Revolutionising Construction: The Role of Machine Learning in Project Success
OpEd – Dr. Neda Kiani Mavi
(Lecturer in Project Management, School of Business and Law, Edith Cowan University)
The construction industry is a key driver of economic growth, contributing 20% to Australia’s GDP. However, this sector often faces significant challenges, such as delays, cost overruns, and stagnant productivity, particularly in medium and large-scale projects. These issues can substantially undermine project success. To address these challenges, we have developed an innovative decision support system that leverages machine learning to evaluate the feasibility of construction projects with remarkable accuracy. By analysing key success factors and criteria, this system provides precise forecasts of project outcomes, reducing much of the uncertainty traditionally involved in construction planning.

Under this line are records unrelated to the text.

PR #94, opened 2016-04-05
Added simd8 usage on FHOG features computation

e-fominov:
FHOG module is based on simd4 and works well. I am adding simd8 usage if DLIB_HAVE_AVX is defined

MSVC 2013, Windows 7, x64 - performance is about **3-4%** better (not much, but little better)
GCC 5.2, Ubuntu x64 - performance is about **12 %** better (i think, it is much better)

So, with my previous PR's, the overall performance is expected to be 20% better on AVX processors - as on Linux, as on Windows

BTW, GCC/Ubuntu build works about 20% faster than MSVC/Windows

For performance testing i am running 100 iterations of detector with 2007_007763.jpg from examples/faces folder. MSVC time is about 12 seconds, GCC - 9.7 seconds on my laptop

Regression test:
Release\dtest.exe --test_fhog

Testing Finished
Total number of individual testing statements executed: 175037700
All tests completed successfully

Is there a better way to organize this code? May be split into separate generic functions? I dont like how #ifdef is used

### DIFF
--- a/dlib/image_transforms/fhog.h
+++ b/dlib/image_transforms/fhog.h
@@ -142,7 +142,140 @@ namespace dlib
             len = select(cmp,tlen,blen);
         }
 
-    // ------------------------------------------------------------------------------------
+        // ------------------------------------------------------------------------------------
+
+        template <typename image_type>
+        inline typename dlib::enable_if_c<pixel_traits<typename image_type::pixel_type>::rgb>::type get_gradient(
+            const int r,
+            const int c,
+            const image_type& img,
+            simd8f& grad_x,
+            simd8f& grad_y,
+            simd8f& len
+            )
+        {
+            simd8i rleft((int)img[r][c - 1].red,
+                (int)img[r][c].red,
+                (int)img[r][c + 1].red,
+                (int)img[r][c + 2].red,
+                (int)img[r][c + 3].red,
+                (int)img[r][c + 4].red,
+                (int)img[r][c + 5].red,
+                (int)img[r][c + 6].red);
+            simd8i rright((int)img[r][c + 1].red,
+                (int)img[r][c + 2].red,
+                (int)img[r][c + 3].red,
+                (int)img[r][c + 4].red,
+                (int)img[r][c + 5].red,
+                (int)img[r][c + 6].red,
+                (int)img[r][c + 7].red,
+                (int)img[r][c + 8].red);
+            simd8i rtop((int)img[r - 1][c].red,
+                (int)img[r - 1][c + 1].red,
+                (int)img[r - 1][c + 2].red,
+                (int)img[r - 1][c + 3].red,
+                (int)img[r - 1][c + 4].red,
+                (int)img[r - 1][c + 5].red,
+                (int)img[r - 1][c + 6].red,
+                (int)img[r - 1][c + 7].red);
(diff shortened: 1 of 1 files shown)


davisking:
Cool.  Did you try always running it with the simd8 code?  Is it slower when AVX isn't enabled?

e-fominov:
I made some more testing. Added MSVC2015. All testing are now done on fhog_ex sample with one 2007_007763.jpg image, upsampled several times (lower time is better)

OS|Compiler|Compiler SIMD mode|Dlib simd class used|Time RGB24, s|Time GRAY8, s
----|-----------|---------------|--------------------------|----------------|----------------
Windows7 x64|MSVC2015 x64|AVX|simd8 with __mm* functions|11.8|8.0
Windows7 x64|MSVC2015 x64|AVX|simd4 with __mm* functions|12.6|10.0
Windows7 x64|MSVC2015 x64|AVX|simd8 with 2xsimd4|13.8|11.4
Windows7 x64|MSVC2015 x64|SSE2|simd4 with __mm* functions|19.3|14.4
Windows7 x64|MSVC2015 x64|SSE2|simd8 with 2xsimd4|18.4|13.4
Windows7 x64|MSVC2013 x64|AVX|simd8 with __mm* functions|13.4|9.4
Windows7 x64|MSVC2013 x64|AVX|simd4 with __mm* functions|13.6|10.5
Windows7 x64|MSVC2013 x64|AVX|simd8 with 2xsimd4|15.5|12.8
Windows7 x64|MSVC2013 x64|SSE2|simd4 with __mm* functions|21.3|15.2
Windows7 x64|MSVC2013 x64|SSE2|simd8 with 2xsimd4|20.7|15.7
Ubuntu 15 x64|GCC 5.2 x64|AVX|simd8 with __mm* functions|9.8|**6.2**
Ubuntu 15 x64|GCC 5.2 x64|AVX|simd4 with __mm* functions|9.8|8.3
Ubuntu 15 x64|GCC 5.2 x64|AVX|simd8 with 2xsimd4|10.0|7.2
Ubuntu 15 x64|GCC 5.2 x64|SSE2|simd4 with __mm* functions|19.6|15.1
Ubuntu 15 x64|GCC 5.2 x64|SSE2|simd8 with 2xsimd4|19.0|13.4

As I said, I upsampled image several times - to make near 8000x5000 size and runned 10 iterations. On small images, < 2 MP there will be no difference for simd4/simd8 - this is important for fhog_ex sample where we are building HOG features only for one pyramid level
With face detection we are building image pyramid and processing one image many times, so we will get profit from simd8 instructions
Most interesting results are on GRAY8 images (array2d<unsigned char>) - benefit from simd8 on GCC is very high
Using simd8 instead of simd4 everywhere in fhog module to make it work as 2xsimd4 is an open question. I think results will vary much on different CPU/Compiler/OS

davisking:
Nice analysis.  So it looks like it's generally a win to use simd8 all the time rather than switching based on AVX support or not.  I ran some tests on my computers and simd8 was also generally a little bit faster regardless of AVX. Since using simd8 all the time avoids needing to use #ifdef in the code and is faster can you modify this PR to use simd8 all the time and not use any #ifdef?

e-fominov:
Done. Now only simd8 is used for fhog

davisking:
Sweet, thanks for another nice patch :)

Success in construction goes beyond merely completing a project; it involves meeting criteria such as stakeholder satisfaction, business profitability, and public benefits. Our system provides a strategic advantage by analysing the interactions of success factors, offering insights for timely interventions and informed decision-making.
Achieving success in construction is crucial. Successful projects lead to satisfied clients, enhanced reputations, and increased profitability. By accurately forecasting project success, our decision support system empowers sponsors and managers to manage current projects effectively and plan strategically for the future. This innovation marks a significant advancement for the industry, paving the way for more successful and efficient construction projects worldwide. The construction industry is poised for an era of greater innovation, improved efficiency, and unparalleled success. The potential transformation is immense, and the tools are now within reach to make this vision a reality.